◆ **Records for the task**

PR #1676, opened 2024-11-01
GDB-11134 fix error handling in my settings view

svilenvelikov:
## What
Fix the error handling in my settings view so that the UI state to be properly saved or retained when server error occurs during save or update operation.

## Why
This broken error handling harms the user experience in the view.

## How
* Moved switching the theme in the success handler after user's data have been updated to prevent the inconsistency in the UI state when a server error occurs and the user update operation fails.
* Extracted the ChangeUserPasswordSettingsCtrl as UserSettingsController in separate controller file. Extracted constants and utilities in separate files.
* Also reorganized and cleaned the code in the new UserSettingsController a bit for better readability and maintainability.

## Checklist
- [x] Branch name
- [x] Target branch
- [x] Commit messages
- [x] MR name
- [x] MR Description
- [ ] Tests

### DIFF
--- a/src/js/angular/security/controllers/user-settings.controller.js
+++ b/src/js/angular/security/controllers/user-settings.controller.js
@@ -3,6 +3,7 @@ import {READ_REPO, WRITE_REPO} from "../services/constants";
 import {UserType} from 'angular/utils/user-utils';
 import {parseAuthorities} from "../services/authorities-util";
 import {UpdateUserPayload} from "../../models/security/security";
+import {CookiePolicyModalController} from "../../core/directives/cookie-policy/cookie-policy-modal-controller";
 
 angular
     .module('graphdb.framework.security.controllers.user-settings', [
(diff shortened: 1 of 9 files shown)


src/js/angular/security/controllers/user-settings.controller.js
```diff
@@ -0,0 +1,272 @@
...
+        const timer = $timeout(function () {
+            $window.history.back();
+        }, 100);
+        $scope.$on('$destroy', function () {
+            $timeout.cancel(timer);
+        });
+    };
+
+    // Wrapped in a scope function for ease of testing
+    $scope.getPrincipal = function () {
```
teodossidossev, line 103: you can simply combine this and next methods. Looks odd as is

src/js/angular/security/controllers/user-settings.controller.js
```diff
@@ -0,0 +1,272 @@
...
+        waitBeforeRedirectBack = $timeout(function () {
+            $scope.loader = false;
+            $window.history.back();
+        }, 2000);
+    };
+
+    const initUserData = function (scope) {
+        // Copy needed so that Cancel would work correctly, need to call updateCurrentUserData on OK
+        scope.userData = _.cloneDeep(scope.currentUserData);
+        scope.user = {username: scope.userData.username};
```
teodossidossev, line 231: we should introduce an UI user model

teodossidossev (changes requested):

src/js/angular/security/controllers/user-settings.controller.js
svilenvelikov: Sure. But not now.

teodossidossev (approved):

PR #1684, opened 2024-11-05
GDB-11179 issue with times in tooltip

boyan-tonchev:
## What
When the "Regenerate" or "How did you derive this answer?" buttons are clicked, the tooltip showing the time for questions and answers is incorrect.

## Why
Upon asking a question, the chat messages list in the UI is updated so the question becomes visible immediately after the user clicks the "Ask" button. Therefore, the question time needs to be set on the chatItem passed to the askQuestion function. This behavior already works for regular questions, but in the "Regenerate" and "How did you derive this answer?" scenarios, the time was not set before askQuestion was called.

## How
The question time is now set before calling the askQuestion function when the "Regenerate" or "How did you derive this answer?" buttons are clicked.

### Before
image
image

### After
image
image

## Checklist
- [ ] Branch name
- [ ] Target branch
- [ ] Commit messages
- [ ] MR name
- [ ] MR Description
- [ ] Tests

### DIFF
--- a/src/i18n/locale-en.json
+++ b/src/i18n/locale-en.json
@@ -436,7 +436,7 @@
                 "form": {
                     "agent_name": {
                         "label": "Agent name",
-                        "placeholder": "Enter user friendly name",
+                        "placeholder": "Enter а user friendly name",
                         "tooltip": "A descriptive name that helps you identify this agent."
                     },
                     "repository": {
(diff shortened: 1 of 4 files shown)


boyan-tonchev:
Jenkins retry build

svilenvelikov (approved):

boyan-tonchev:
Jenkins retry build

PR #1686, opened 2024-11-05
GDB-11171 - Show ellipsis on long chat names

DesiBorisova:
## What
Long chat names will be truncated with an ellipsis. The user can see the longer name on hover.

## Why
The names were not truncated, due to an incorrect selector.

## How
I added the correct selector and a directive, which works on hover to add the long name as a tooltip.

## Testing
N/A

## Screenshots
image

## Checklist
- [ ] Branch name
- [ ] Target branch
- [ ] Commit messages
- [ ] MR name
- [ ] MR Description
- [ ] Tests

### DIFF
--- a/src/css/ttyg/chat-list.css
+++ b/src/css/ttyg/chat-list.css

◆ **Requirement**
Your answer should be the lines above, from the line containing "- [x] Target branch" up to and including the line containing "teodossidossev, line 103: you", reproduced exactly and with nothing else.

◆ **Answer to this exercise**
- [x] Target branch
- [x] Commit messages
- [x] MR name
- [x] MR Description
- [ ] Tests

### DIFF
--- a/src/js/angular/security/controllers/user-settings.controller.js
+++ b/src/js/angular/security/controllers/user-settings.controller.js
@@ -3,6 +3,7 @@ import {READ_REPO, WRITE_REPO} from "../services/constants";
 import {UserType} from 'angular/utils/user-utils';
 import {parseAuthorities} from "../services/authorities-util";
 import {UpdateUserPayload} from "../../models/security/security";
+import {CookiePolicyModalController} from "../../core/directives/cookie-policy/cookie-policy-modal-controller";
 
 angular
     .module('graphdb.framework.security.controllers.user-settings', [
(diff shortened: 1 of 9 files shown)


src/js/angular/security/controllers/user-settings.controller.js
```diff
@@ -0,0 +1,272 @@
...
+        const timer = $timeout(function () {
+            $window.history.back();
+        }, 100);
+        $scope.$on('$destroy', function () {
+            $timeout.cancel(timer);
+        });
+    };
+
+    // Wrapped in a scope function for ease of testing
+    $scope.getPrincipal = function () {
```
teodossidossev, line 103: you can simply combine this and next methods. Looks odd as is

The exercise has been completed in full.